After 1915, there is a period from the dark depths of the nineties to our present day that accompanied the establishment of the modern republic, from the September 6-8 incidents to the September 12 coup. A hell for Armenians is not something that existed in the past. No, nor is it something that will come to be in the future. If we are looking for a hell, it has been with us for a long time now. This is a hell that we live in each day, and we breathe in its air. It is a hell that renews itself each moment. Living in this hell requires constant focus and education. To live writhing around in this hell, feeling the breath of its maker on your neck… If you can call this living at all…
What will you do now?
Truthfully, I do not know. This is a place of new beginnings for me. I believe in hope. We are living through a period in which war, bigotry, fascism, and totalitarianism have run amok.
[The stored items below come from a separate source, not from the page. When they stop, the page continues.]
PR #9854, opened 2026-01-19
feat(iota-e2e-tests): Test the receiving of a gas coin in two separate TXs

### LINKED ISSUE #9371: [AA][e2e] Test the receiving of a gas coin in two separate TXs
Scenario:
- AA account object owns 1 Coin IOTA
- TX 1: sender being AA, using the coin as gas (so owned object)
- TX 2: sender being a random `Bob` address, `Bob` calls the “receive“ function from the AA shared object (a function which does not check `ensure_tx_sender_is_account`) with the same Coin IOTA as input

The test should check what happens if the gas coin is locked by validators in TX1 and then TX2 is sequenced by consensus before TX1.

Dkwcs:
# Description of change

TODO

Fixes #9371 .

`cargo simtest run test_receiving_gas_in_two_separate_txs`


miker83z:
Closed in favor of #9869

PR #9856, opened 2026-01-19
chore(docs): refactor developer section structure

### LINKED ISSUE #5524: IOTA Docs Proposal: Developer Menu
**Summary:**
- Add a toggle or switch in the docs to be able to switch entirely between docs for **L1 IOTA Mainnet** or **L2 IOTA EVM**.
- These are completely different networks, VMs, and tech stacks and the only thing connecting the two is the **IOTA Token Bridge**.
- The **IOTA Token Bridge** and other products that consider the bridging mechanism between both networks, can be part of both Docs, IOTA Mainnet & IOTA EVM.
- Anything else, only compatible with either of the two networks, should therefore be only documented in the respective Docs of the particular network.
- The Docs for IOTA EVM will be much shorter than the ones for IOTA Mainnet, because we develop/offer much more tooling, products, etc. for the latter. However, as described in [IOTA Docs Proposal: Top-Level Tabs](https://github.com/iotaledger/iota/issues/5522), we also here can and should reference compatible and popular 3rd party tooling, e.g. **Metamask**, **Remix**, **Truffle**, etc.

The attachments provide an example of such a switch, leading to a clear separation of content for the both networks:

Image

Image

Dr-Electron:
# Description of change

This PR tries to come up with a better structure for the developer section

Fixes #5524


vivekjain23 (approved):

docs/site/src/css/custom.css
```diff
@@ -483,7 +483,8 @@ h4 {
 .navbar__item.navbar-icon-developer,
 .navbar__item.navbar-icon-operator,
 .navbar__item.navbar-icon-references,
-.navbar__item.navbar-icon-users {
+.navbar__item.navbar-icon-users,
+.navbar__item.navbar-icon-workshops {
```
29988122, line 487: Image

I don't know, workshop icon aligned on the right side seems strange to me - but I think it's ok.

Let's push it first and change it later (if ever needed)

29988122 (approved):

docs/site/src/css/custom.css
Dr-Electron: Yeah I would be glad to get some help on styling. This is also not a responsive layout as on mobile already the button did break 😓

At this point, everyone needs to contribute and do their part. To my mind, the most important aspect of this is activism. Here, I will continue to be active, to be an opposing force, and to write bad poetry.
*Ahparig is an Armenian word meaning “brother.”
** September 12 is the date of the 1980 military coup in Turkey.
*Aris Nalci: He began to work at Agos in 1998 with Hrant Dink and his colleagues. He took on various roles as news director, editor, and editor-in-chief. He presented programs on IMC television and for some time took on the position of news director. In the same period, he worked as the editor and presenter of Gamurc – Kopru, Turkey’s first program about minorities which continues on ARTI TV. At various civil society organizations, Nalci worked in the field of minority rights, created exhibitions, and wrote reports. He is one of the editors of the book “1965.” He is also the translator of the book “Paramazlar,” published by Evrensel and Kor publications.